In Deutschland wird auf die Bundesnetzagentur zu viel politischer Einfluss ausgeübt, findet der EuGH. Nun muss eine umfangreiche Reform des Energierechts stattfinden.
Nach einem Urteil des Europäischen Gerichtshofs (EuGH) muss Deutschland sein Energierecht umfangreich ändern und die Rolle der Bundesnetzagentur neu definieren. Das höchste europäische Gericht gab am Donnerstag einer von der EU-Kommission erhobenen Klage gegen die Bundesrepublik in vollem Umfang statt. Demnach wurden in Deutschland Vorgaben der EU-Elektrizitätsrichtlinie und der EU-Erdgasrichtlinie nicht ordnungsgemäß umgesetzt (Urt. v. 02.09.2021, Rs. C-718/18).
Im Kern geht es bei den Vorwürfen um die Rolle der Bundesnetzagentur als Regulierungsbehörde - deren Entscheidungsspielraum ist aus Sicht der Richterinnen und Richter nicht groß genug.

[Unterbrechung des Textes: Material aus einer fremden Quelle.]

PR #602, opened 2020-07-15
fixing content creator logic

roysagi:
## Status
- [x] In Progress
- [x] Ready

## Description
there are 3 bundles tests, content and packs
file with fromversion below 6.0.0  should be in both content and packs
file with fromversion above 6.0.0  should only be in packs
file with toversion 5.9.9 or below should only be in content
content and tests bundle act the same

### DIFF
--- a/demisto_sdk/commands/create_artifacts/content_creator.py
+++ b/demisto_sdk/commands/create_artifacts/content_creator.py
@@ -174,12 +174,13 @@ class ContentCreator:
             bundle (str): the bundle being created
 
         Returns:
-            bool. True if the file should be added to the bundle (above 6.0.0 and in packs bundle or exists below 6.0.0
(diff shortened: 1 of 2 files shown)


demisto_sdk/commands/create_artifacts/content_creator.py
```diff
@@ -166,31 +166,55 @@ def add_from_version_to_json(self, file_path):
...
+    def should_process_file_to_bundle(self, file_path, bundle):
+        """
+
+        Args:
+            file_path (str): the file_path being processed
+            bundle (str): the bundle being created
+
+        Returns:
+            bool. True if the file should be added to the bundle (above 6.0.0 and in packs bundle or exists below 6.0.0
+            and in content bundle or in test bundle both above and below 6.0.0)
```
ronykoz, line 178: separate to bullets, super confusing

PR #608, opened 2020-07-19
Validate command release branch fix

roysagi:
## Status
- [x] In Progress
- [x] Ready

## Description
Validate should always pass when running using git on release branch.


demisto_sdk/commands/validate/validate_manager.py
```diff
@@ -716,6 +722,10 @@ def setup_git_params(self):
             self.compare_type = '..'
             self.prev_ver = get_content_release_identifier(self.branch_name)
 
+            # when running against git while on release branch - show errors but don't fail the validation
+            if self.branch_name.startswith('19.') or self.branch_name.startswith('20.'):
```
yaakovi, line 726:
```suggestion
            if self.branch_name.startswith('20.'):
```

Derzeit legt die Bonner Behörde Netzentgelte auf Basis von Regeln fest, die die Politik beschlossen hat. Aus Sicht der für die Einhaltung von EU-Recht zuständigen EU-Kommission ist die Behörde nicht unabhängig genug – sie sollte nach eigenem Ermessen handeln können, also ohne dass sie an politische Vorgaben gebunden ist.

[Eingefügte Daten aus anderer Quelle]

PR #623, opened 2020-07-26
handle wrong pack name in find dependencies

yaakovi:
## Status
- [ ] In Progress
- [x] Ready

## Related Issues
fixes: https://github.com/demisto/etc/issues/26678

## Description
print an error message in case of misspelled pack name

## Screenshots
image

## Must have
- [ ] Tests
- [ ] Documentation

### DIFF
--- a/demisto_sdk/__main__.py
+++ b/demisto_sdk/__main__.py
@@ -869,8 +869,15 @@ def find_dependencies_command(**kwargs):
     id_set_path = kwargs.get('id_set_path')
     verbose = kwargs.get('verbose')
     update_pack_metadata = not kwargs.get('no_update')
-    PackDependencies.find_dependencies(pack_name=pack_name, id_set_path=id_set_path, debug_file_path=verbose,
-                                       update_pack_metadata=update_pack_metadata)
+
+    try:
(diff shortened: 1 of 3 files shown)


demisto_sdk/__main__.py
```diff
@@ -869,8 +869,15 @@ def find_dependencies_command(**kwargs):
     id_set_path = kwargs.get('id_set_path')
     verbose = kwargs.get('verbose')
     update_pack_metadata = not kwargs.get('no_update')
-    PackDependencies.find_dependencies(pack_name=pack_name, id_set_path=id_set_path, debug_file_path=verbose,
-                                       update_pack_metadata=update_pack_metadata)
+
+    try:
+        PackDependencies.find_dependencies(pack_name=pack_name,
```
IkaDemisto, line 874: The root cause for it is not `glob.glob` in find_pack_path function?

yaakovi: when passing invalid pack name, the function `_collect_pack_items` returns empty lists.
then `_find_pack_dependencies` doesn't find any dependencies, causing the graph to contain only the original (invalid) pack name.
therefore the original response was empty dict.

Das Urteil dürfte den Einfluss der Bundesnetzagentur im Geschäftsbereich des Bundeswirtschaftsministeriums deutlich stärken. So muss der Bund nun die Berechnung der Netzentgelte auf neue Füße stellen und die Rolle der Bonner Behörde neu definieren.
Zunächst keine Folgen für Endverbraucher
In der Energiebranche wird befürchtet, dass die Regulierer ein Eigenleben entwickeln und Entscheidungen fällen könnten, die zu Lasten der Wirtschaft gehen könnten. Sicher ist, dass die Branche wegen der Energiewende vor großen Herausforderungen steht - aus Sicht der Firmen entsteht nun eine Unsicherheit, die unangebracht ist.

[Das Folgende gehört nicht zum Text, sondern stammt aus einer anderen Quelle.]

PR #637, opened 2020-08-03
Merge id sets

anara123:
## Status
- [ ] In Progress
- [x] Ready

## Related Issues
https://github.com/demisto/etc/issues/24216

## Description
Merge two id-sets. We will use it to merge public and private id-sets and find duplicates.

## Screenshots

## Must have
- [x] Tests
- [ ] Documentation


demisto_sdk/commands/common/update_id_set.py
```diff
@@ -1242,6 +1244,94 @@ def get_general_paths(path):
...
+    duplicates = []
+    united_id_set = IDSet(copy.deepcopy(first_id_set_dict))
+
+    first_id_set = IDSet(first_id_set_dict)
+    second_id_set = IDSet(second_id_set_dict)
+
+    for object_type, object_list in second_id_set.get_dict().items():
+        for obj in object_list:
+            obj_id = list(obj.keys())[0]
+            is_duplicate = has_duplicate(first_id_set.get_list(object_type), obj_id, object_type, print_logs,
```
yaakovi, line 1321: calculate the `first_id_set.get_list(object_type)` expression outside the inner loop

demisto_sdk/commands/common/update_id_set.py
```diff
@@ -1242,6 +1244,94 @@ def get_general_paths(path):
...
+    unified_id_set, has_duplicates, duplicates = merge_id_sets(first_id_set, second_id_set, print_logs)
+
+    if unified_id_set:
+        with open(output_id_set_path, mode='w', encoding='utf-8') as f:
+            json.dump(unified_id_set.get_dict(), f, indent=4)
+
+    return unified_id_set, has_duplicates, duplicates
+
+
+def merge_id_sets(first_id_set_dict: dict, second_id_set_dict: dict, print_logs: bool = True):
```
yaakovi, line 1307: why not join both id sets and then use the original `has_duplicate` function?

demisto_sdk/commands/common/update_id_set.py
```diff
@@ -1445,12 +1535,25 @@ def find_duplicates(id_set, print_logs):
...
+
+    if external_object and len(duplicates) == 0:
+        return False
 
-    if len(duplicates) < 2:
+    if not external_object and len(duplicates) == 1:
         return False
 
+    if external_object:
+        duplicates.append(external_object)
```
yaakovi, line 1555: you can move this right after the list-comprehension and keep the original condition (instead of the above two)

demisto_sdk/commands/common/update_id_set.py
```diff
@@ -1242,6 +1244,94 @@ def get_general_paths(path):
...
+            is_duplicate = has_duplicate(first_id_set.get_list(object_type), obj_id, object_type, print_logs,
+                                         external_object=obj)
+            if is_duplicate:
+                has_duplicates = True
+                duplicates.append(obj_id)
+            else:
+                united_id_set.add_to_list(object_type, obj)
+
+    if has_duplicates:
+        return None, has_duplicates, duplicates
```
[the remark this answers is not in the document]
anara123: correct, I can delete the boolean.

demisto_sdk/commands/common/update_id_set.py
anara123: I remember we had some duplicates in our id_sets. So I wanted to avoid the noice. To represent only the duplicates that were added from one of them. But if we don't have these duplicates anymore, then I can merge them

yaakovi: ok, then leave it as is

demisto_sdk/commands/common/update_id_set.py
```diff
@@ -1242,41 +1242,41 @@ def merge_id_sets_from_files(first_id_set_path, second_id_set_path, output_id_se
...
                                          external_object=obj)
             if is_duplicate:
-                has_duplicates = True
                 duplicates.append(obj_id)
             else:
                 united_id_set.add_to_list(object_type, obj)
 
-    if has_duplicates:
-        return None, has_duplicates, duplicates
+    if len(duplicates) > 0:
```
yaakovi, line 1276:
```suggestion
    if duplicates:
```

Für den Endverbraucher ergeben sich zunächst keine Folgen. Möglicherweise könnte diese Entscheidung mittelfristig sogar etwas günstigere Tarife für den Endverbraucher zur Folge haben – letztlich ist das aber noch völlig offen.
Netzentgelte sind Gebühren, die erhoben werden, wenn der Energieanbieter Strom durch die Versorgungsnetze des Netzbetreibers leitet. Dem Verbraucher werden sie dann vom Energieanbieter in Rechnung gestellt und sind ein Bestandteil des Strompreises – neben Preisen für die Beschaffung und den Vertrieb des Stroms sowie etwa der EEG-Umlage zur Förderung des Ökostroms.
Abgeordnete: "Klatsche für die Bundesregierung"
Mit dem Urteil setzt sich die EU-Kommission in dem Vertragsverletzungsverfahren auf ganzer Linie durch, für die Bundesregierung ist die Luxemburger Entscheidung ein Rückschlag. Ingrid Nestle von der oppositionellen Grünen-Bundestagsfraktion sprach von einer "Klatsche für die Bundesregierung". Das Bundeswirtschaftsministerium teilte mit, man nehme das Urteil zur Kenntnis. "Aussagen zu den konkreten Auswirkungen des Urteils und notwendigen Anpassungen des Rechtsrahmens sind erst nach sorgfältiger Prüfung möglich", hieß es weiter.
Jochen Homann, Präsident der Bundesnetzagentur, sagte, die Behörde werde rechtliche Unsicherheiten in der Übergangsphase so weit wie möglich reduzieren. "Wir gewährleisten Rechtssicherheit für die Investitionen, die zur Erreichung der Klimaschutzziele essenziell sind."
Beim Verband Kommunaler Unternehmen (VKU), der unter anderem Verteilnetzbetreiber und Stadtwerke vertritt, verstärkten sich am Donnerstag die Sorgenfalten. Verbandschef Ingbert Liebing sagte, dem Gesetzgeber sei es nach dem Urteil kaum möglich, Vorgaben zu konkretisieren und dadurch weitere Investitionsanreize für die Energiewende zu schaffen - täte er das dennoch, würde er gegen EU-Recht verstoßen. "Für die kommunalen Netzbetreiber bedeutet dies zusätzliche Unsicherheiten bezüglich der Planungs- und Investitionssicherheit, die für den weiteren Aus- und Umbau sowie die Digitalisierung der kommunalen Strom- und Gasnetze notwendig sind."